Non sempre i risultati migliori si realizzano quando si sceglie, ma quando si è scelti: e Nietzsche, ospite inatteso, diventerà il riferimento di Giametta per la vita, di cui finirà per tradurre (per diversi editori), tutte le opere, anche se gli preferirà sempre Schopenhauer, Spinoza e Bruno. Per testare la devozione alla causa, lo «stratega» Colli – secondo la definizione di Cesare Cases ripresa da Giametta – avrebbe poi invitato il «tattico» Montinari, in viaggio verso Weimar, a visitare il giovane traduttore che si trovava a Heidelberg: lo sorprenderà di notte, chino sul testo, a lume di candela. Ciò impressionerà molto Colli, ignaro del fatto che le candele servissero a placare le ire dell’affittuario di Giametta, spaventato dalla bolletta troppo salata.

Molti di questi racconti, Giametta li aveva raccolti in un libro pubblicato da BookTime nel 2018, Colli, Montinari e Nietzsche, che contiene tra l’altro un imperdibile saggio sul lungo rapporto con il filosofo tedesco e con la traduzione in generale, passione «gaudiosa e dolorosa». Ma amava distillarli anche a voce, agli amici, che era sempre ansioso di incontrare nei mesi che trascorreva nella casa di Milano. E di cui si prendeva cura con la stessa dedizione, serietà e gelosia con cui, tanto tempo prima, si era preso cura di quell’«amico» e ospite non invitato: Nietzsche. Recentemente, su Nietzsche era tornato anche con due poderosi volumi di commento, allo Zarathustra (Aragno 2020) e a Umano, troppo umano (Bibliopolis 2021). Colpisce, tra le esaltazioni contemporanee all’autenticità e all’originalità, lo sforzo paziente di cercare la propria via nel solco scavato da un (grande) altro. Giametta parlava di Nietzsche come di qualcuno con cui potesse dialogare dal vivo, che «emergeva» spontaneamente dai testi dopo la lunga consuetudine, come per effetto di una seduta spiritica. Ma in Giametta non c’era nulla di esoterico, di iniziatico.

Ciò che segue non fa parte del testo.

PR #1060, opened 2017-07-11
Make B2C issuer update logic more robust

danroth27:
In the future B2C will support allowing the user to control the domain in the issuer, so we need to make the issuer update logic more robust.


danroth27:
@mlorbetske Should be ready to go

PR #1062, opened 2017-07-11
Update to SetupCrossgen 289 - Coherence 26210

mlorbetske:
Moves to 2.0.0 branded packages

### DIFF
--- a/tools/DependencyUpdater/Program.cs
+++ b/tools/DependencyUpdater/Program.cs
@@ -34,7 +34,7 @@ dotnet DependencyUpdater.dll [path to templates:string] [infer no-timestamp pack
 
                     foreach (string line in sem.Split('\n'))
                     {
-                    	string trimmed = line.Trim();
+                        string trimmed = line.Trim();
                         string share = trimmed.Substring(trimmed.LastIndexOf(':') + 1).Trim();
                         string source = Path.Combine(share, @"Signed\Packages") + (NoTimestamp ? "-NoTimeStamp" : "");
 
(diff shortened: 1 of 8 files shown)


tools/DependencyUpdater/Program.cs
```diff
@@ -31,8 +31,17 @@ static int Main(string[] args)
                 else if (File.Exists(arg))
                 {
                     string sem = File.ReadAllText(arg);
-                    string share = sem.Substring(sem.LastIndexOf(':') + 1).Trim();
-                    sources.Add(Path.Combine(share, @"Signed\Packages") + (NoTimestamp ? "-NoTimeStamp" : ""));
+
+                    foreach (string line in sem.Split('\n'))
+                    {
+                        string share = line.Trim().Substring(line.LastIndexOf(':') + 1).Trim();
```
seancpeters: I think you need to get rid of the first Trim(), otherwise the substring index could be off.
`line.LastIndexOf(':')`
operates on the untrimmed version of line. But the substring operates on 
`line.Trim()`

One case which will not be correctly processed is a line with leading space, e.g ` blah :foo ` (with a leading space before blah).

tools/DependencyUpdater/Program.cs
```diff
@@ -34,7 +34,8 @@ static int Main(string[] args)
 
                     foreach (string line in sem.Split('\n'))
                     {
-                        string share = line.Trim().Substring(line.LastIndexOf(':') + 1).Trim();
+                    	string trimmed = line.Trim();
```
seancpeters: Nit: spacing (could be a GitHub display issue)

PR #1065, opened 2017-07-11
Use consistent modern casing across all page titles

danroth27:


danroth27:
@mlorbetske Ready to go

PR #1073, opened 2017-07-12
Fixup comment in EmailSender

danroth27:


danroth27:

PR #1074, opened 2017-07-12
Remove unused rememberMe parameter

danroth27:


danroth27:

La sua visione personale lo faceva restare ammirato davanti alla potenza generativa della natura e gli faceva interpretare il mondo, la cultura e le civiltà come organismi con i loro cicli vitali, all’interno di un organismo generale (il Dio immanente) impossibile da conoscere nella sua vastità e profondità. «La grandezza di Dio è il male degli uomini» diceva, sottolineando la frustrazione eterna della mente verso i misteri della natura e i trabocchetti che questa gioca all’uomo (la sofferenza, il male e la morte), scosse al pidocchio annidato sulla schiena dell’elefante. Eppure, standogli vicino, Giametta non finiva di dimostrare, con occhio luccicante e sorriso obliquo, che quella grandezza è anche il bene degli uomini, perché contiene moltitudini di prospettive, di incontri e vie di fuga, di malattie e guarigioni, di meraviglia.